Voir dans un même hashtag les mots "Libé" et racisme a de quoi surprendre. Pourtant, depuis ce matin, #LibéRacisme envahit Twitter, au point de se hisser parmi les trending topics du site de micro-blogging. Et de diviser la rédaction du quotidien.
En cause, une chronique de Luc le Vaillant publiée dans les pages Idées du journal et intitulée "La femme voilée du métro". Dans ce texte, le journaliste imagine un trajet en métro face à une femme vêtue d'une abaya et décrit les peurs et les fantasmes qu'elle cristallise. "Cette autre soutane monothéiste lui fait la cuisse évasive, la fesse envasée, les seins restreints. Les cheveux sont distraits à la concupiscence des abominables pervers de l'Occident décadent. Ceux-ci ne rêvant, paraît-il, que de dénuder ce corps réservé à un seigneur et maître, réel ou spirituel, qui tient ses pouvoirs d'accaparement du Dieu unique à la féroce jalousie", imagine-t-il.
"Elle se tient droite et les regards oublient vite sa silhouette pour se concentrer sur la gibecière portée en bandoulière. Personne ne s'attend à en voir sortir un lapin blanc pris au collet. Tout le monde s'inquiéterait plutôt que le sac soit farci de TNT. (...) Tant qu'elle ne rafale pas les terrasses à la kalach, elle peut penser ce qu'elle veut, croire aux bobards qui la réjouissent et s'habiller à sa guise mais j'aimerais juste qu'elle évite de me prendre pour une buse. Arborer ces emblèmes sinistres revient à balancer un bloc d'abîme fondamentaliste sur l'égalité homme-femme, sur les libertés publiques et sur l'émancipation de l'individu. Ce qui est son droit le plus strict, même si je le juge inique", poursuit-il.

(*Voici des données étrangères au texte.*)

PR #13, opened 2023-03-14
feat(extensions): add embedded default extension collection

zeroshade:
Along with some small fixes I encountered while testing expression evaluation.

### DIFF
--- a/extensions/extension_mgr.go
+++ b/extensions/extension_mgr.go
@@ -3,15 +3,47 @@
 package extensions
 
 import (
+	"embed"
 	"fmt"
 	"io"
+	"path"
 
+	"github.com/goccy/go-yaml"
 	substraitgo "github.com/substrait-io/substrait-go"
 	"github.com/substrait-io/substrait-go/proto/extensions"
-	"gopkg.in/yaml.v3"
 )
 
 type AdvancedExtension = extensions.AdvancedExtension
+
+const substraitDefaultURIPrefix = "https://github.com/substrait-io/substrait/blob/main/extensions/"
+
+// DefaultCollection is loaded with the default Substrait extension
+// definitions with the exception of decimal arithemtic. Decimal arithmetic
+// functions are missing as the complex return type expressions are not
+// yet implemented.
+var DefaultCollection Collection
+
+//go:embed vendor/*
+var vendored embed.FS
+
+func init() {
+	entries, err := vendored.ReadDir("vendor")
+	if err != nil {
+		return
+	}
+
+	for _, ent := range entries {
+		f, err := vendored.Open(path.Join("vendor/", ent.Name()))
+		if err != nil {
+			panic(err)
+		}
+		defer f.Close()
+		err = DefaultCollection.Load(substraitDefaultURIPrefix+ent.Name(), f)
+		if err != nil {
+			panic(err)
+		}
+	}
+}
 
 type ID struct {
 	URI, Name string
--- a/extensions/vendor/functions_arithmetic.yaml
+++ b/extensions/vendor/functions_arithmetic.yaml
@@ -1,0 +1,1497 @@
+%YAML 1.2
+---
+scalar_functions:
+  -
+    name: "add"
+    description: "Add two values."
+    impls:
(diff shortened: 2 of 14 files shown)


extensions/extension_mgr.go
```diff
@@ -3,16 +3,48 @@
...
 )
 
 type AdvancedExtension = extensions.AdvancedExtension
 
+const substraitDefaultURIPrefix = "https://github.com/substrait-io/substrait/blob/main/extensions/"
+
+// DefaultCollection is loaded with the default Substrait extension
+// definitions with the exception of decimal arithemtic. Decimal arithmetic
+// functions are missing as the complex return type expressions are not
+// yet implemented.
```
JamesRTaylor, line 23: Not sure if it'd help you, but CockroachDB has a Decimal implementation [here](https://github.com/cockroachdb/apd).

extensions/vendor/functions_arithmetic.yaml
```diff
@@ -0,0 +1,1497 @@
...
+            value: i32
+        return: i32
+      - args:
+          - name: x
+            value: i64
+          - name: y
+            value: i64
+        return: i64
+
+aggregate_functions:
```
JamesRTaylor, line 852: Are `count` and `approx_count_distinct` implemented already?

extensions/extension_mgr.go
zeroshade: Arrow has a full decimal implementation for decimal128 and decimal256 (that I wrote portions of haha) the issue isn't the decimal implementation but the [return type expression](https://substrait.io/expressions/scalar_functions/#return-type-expressions) parsing that I haven't implemented yet here. That file is the only one which uses the return type expressions, used to dynamically determine the precision and scale for the returned type.

extensions/vendor/functions_arithmetic.yaml
zeroshade: All I did was copy the yaml files from `substrait-io/substrait` here because `go get` doesn't resolve submodules. 

So if those are expected to exist but aren't here, that would mean they are missing from the yaml files in the substrait main repo.

JamesRTaylor: Maybe some files didn't get copied? Like these:
https://github.com/substrait-io/substrait/blob/main/extensions/functions_aggregate_approx.yaml
https://github.com/substrait-io/substrait/blob/main/extensions/functions_aggregate_generic.yaml

zeroshade: ah must have missed those! thanks. i'll add those and update

zeroshade: just pushed the files

zeroshade:
@JamesRTaylor the existing tests will by virtue of it being in the `init` function, test that there's no errors when reading in the files. 

While the current tests don't explicitly check the default collection to ensure that everything is there (because I didn't want to tie the tests the content in the vendored yaml files) the *functionality* of loading the yaml and looking up methods is tested.

If you think it's worth it, I can add some tests to check the default collection for the existence of a few specific functions.

JamesRTaylor:
> If you think it's worth it, I can add some tests to check the default collection for the existence of a few specific functions.

Yep, I think that's a good idea just to make sure the default collections are consumable like we expect.

expr/field_reference.go
```diff
@@ -401,6 +401,34 @@ func (f *FieldReference) Visit(VisitFunc) Expression {
...
+			rootType = rootExpr.GetType()
+		}
+
+		typ, err := rt.GetType(rootType)
+		if err != nil {
+			return err
+		}
+		f.knownType = typ
+		return nil
+	case *MaskExpression:
```
JamesRTaylor, line 426: Not a big deal, but any reason for this case *MaskExpression

zeroshade: it'll end up falling through to the `NotImplemented` error for now. I just wanted to make it obvious that the `MaskExpression` case wasn't implemented yet here so it doesn't get lost or forgotten about :smile:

Très vite, les réseaux sociaux ont critiqué cette chronique, qualifiée à la fois de sexiste et raciste.
Au sein-même du journal, la chronique est mal passée.
Devant l'ampleur qu'a pris le scandale, Laurent Joffrin, le directeur de la rédaction, a publié en milieu de journée un texte sur le site du journal pour expliquer que "les chroniques, comme leur nom l'indique, sont par nature diverses et subjectives. Elles n'engagent pas le journal au même degré qu'un éditorial ou un article d'information. Luc a mis en scène des fantasmes et des inquiétudes qui courent dans la société."
Il a néanmoins ressenti le besoin de s'excuser. "Sans doute aurait-il dû souligner avec plus de précaution qu'il s'agissait non d'une opinion construite mais de la restitution littéraire et ironique de préjugés et d'angoisses qu'il se reproche lui-même, comme il l'écrit, d'avoir ressentis. Si des lecteurs ont été blessés par ce texte, nous en sommes désolés. Toutes nos prises de position, toute notre histoire, tout notre travail montre que Libération s'attache en permanence à lutter contre les discriminations, de quelque nature qu'elles soient."
Selon "Les Inrocks", qui cite un journaliste du quotidien, la conférence de rédaction du matin a été "hyper tendue". "La grande majorité des journalistes sont scandalisés. On a l'impression de faire 50 pas en arrière avec un texte comme ça, surtout après avoir fait des doubles et des doubles pages sur l'islamophobie, encore pas plus tard que la semaine dernière", a ajouté le journaliste cité.
Quelques minutes après Laurent Joffrin, la Société des journalistes et du personnel du quotidien a réagi en publiant un communiqué. "Au sein de l'équipe, de très nombreux journalistes ont également fait part ce mardi de leur désapprobation sur un contenu qui ne reflète pas, à leurs yeux, les valeurs du journal et leurs convictions personnelles. La Société des journalistes et du personnel de Libération (SJPL) rappelle qu'il s'agit d'une chronique qui, de par ce statut, engage l'opinion de son auteur et non celles d'autres journalistes", peut-on y lire.